Wawancara bersama Murizal, SP. Pemilik perkebunan pisang cavendish, Alumni Fakultas Pertanian UMJ.
Pada sesi wawancara kali ini, tim reportase Kantor Sekretariat Universitas Muhammadiyah Jakarta (KSU) mencoba menggali kenangan Murizal, seorang alumni dari Fakultas Pertanian, pemilik perkebunan pisang cavendish yang terletak di Karawang dan Jonggol. Murizal banyak menceritakan pengalaman seputar mahasiswa pertanian. Bersama teman-temannya, Murizal aktif belajar, berorganisasi, berkreasi, dan berprestasi baik di dalam maupun luar kampus. Bahkan, Murizal dan mahasiswa FTAN UMJ lainnya menjadi penggerak dan pendorong mahasiswa pertanian dari luar UMJ, termasuk IPB untuk aktif di Himpunan Kerukunan Tani Indonesia. Edisi kolom wawancara kali ini, spesial dalam rangka memperingati Milad UMJ ke 67 yang jatuh pada 18 November 2022. Kolom wawancara akan membagikan serpihan kecil kenangan yang dialami salah satu pelaku sejarah di UMJ.
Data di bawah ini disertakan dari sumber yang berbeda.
PR #167, opened 2018-08-28
create pre-upgrade-user and check it after upgrade

prabalsharma:
This will tell us post-upgrade, condition of UAA DB

### DIFF
--- a/qa-pipelines/tasks/cf-upgrade.sh
+++ b/qa-pipelines/tasks/cf-upgrade.sh
@@ -33,11 +33,13 @@ monitor_url() {
   done
 }
 
+# Create pre-upgrade user
 # push app in subshell to avoid changing directory
 (
   cd ci/sample-apps/go-env
   cf api --skip-ssl-validation "https://api.${DOMAIN}"
   cf login -u admin -p changeme -o system
+  cf create-user pre-upgrade-user pre-upgrade-user
   cf create-org testorg
   cf target -o testorg
   cf create-space testspace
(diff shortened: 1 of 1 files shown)


qa-pipelines/tasks/cf-upgrade.sh
```diff
@@ -33,11 +33,13 @@ monitor_url() {
   done
 }
 
+# Create pre-upgrade user
 # push app in subshell to avoid changing directory
 (
   cd ci/sample-apps/go-env
   cf api --skip-ssl-validation "https://api.${DOMAIN}"
   cf login -u admin -p changeme -o system
+  cf create-user pre-upgrade-user pre-upgrade-user
```
HartS: Move this and other lines unrelated to pushing the app out of the subshell for clarity, since we're using that logged-in state elsewhere.

qa-pipelines/tasks/cf-upgrade.sh
```diff
@@ -77,9 +79,11 @@ helm upgrade scf ${CAP_DIRECTORY}/helm/cf${CAP_CHART}/ \
 
 # Wait for CF namespace
 wait_for_namespace "${CF_NAMESPACE}"
-echo "Post Upgrade Orgs State:"
+echo "Post Upgrade Users and Orgs State:"
 cf api --skip-ssl-validation "https://api.${DOMAIN}"
 cf login -u admin -p changeme -o system
+oauth-token=$(cf oauth-token)
```
HartS: we should replace 85-86 with `cf curl`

Murizal, alumni Fakultas Pertanian Universitas Muhammadiyah Jakarta berkenan untuk membagikan cerita selama menuntut ilmu di UMJ yang ia mulai satu tahun setelah Orde Baru lengser. Lelaki yang kini beraktivitas di Laboratorium Kultur Jaringan dan Kebun Bibit Lebak Bulus milik Pemerintah Provinsi DKI Jakarta ini antusias menceritakan setiap kenangan yang masih tersimpan dalam tumpukan foto, dan tentu ingatannya. Walaupun potongan-potongan kenangan yang ada di memori Murizal tidak bisa menggambarkan seluruh sejarah UMJ, tapi kenangan tersebut cukup berarti bagi Murizal karena selama kenal dengan UMJ, selama itulah kenangannya menjadi bara atas kecintaannya terhadap almamater.
Lelaki asal Pulau Sumatera ini nyatanya tidak hanya khatam mempelajari proses hidup padi, tapi juga menghayati filosofi padi. Ketika penulis meminta biodata, Murizal hanya mengirimkan sepenggal pesan singkat melalui aplikasi Whatsapp. Tidak banyak isi biodata yang ia tulis di kolom pesan, tapi justru ketika berjumpa, banyak hal luar biasa yang membuat tim reporter berdecak kagum. Semakin berat, semakin merunduk. Semakin sukses, semakin rendah hati. Saat ditemui di Laboratorium Kultur Jaringan dan Kebun Bibit di kawasan Lebak Bulus, Murizal nampak sangat santai dan hangat mempersilakan tim reportase untuk duduk di ruang tamu yang cukup hening, sebab jam kerja kantor sudah berakhir.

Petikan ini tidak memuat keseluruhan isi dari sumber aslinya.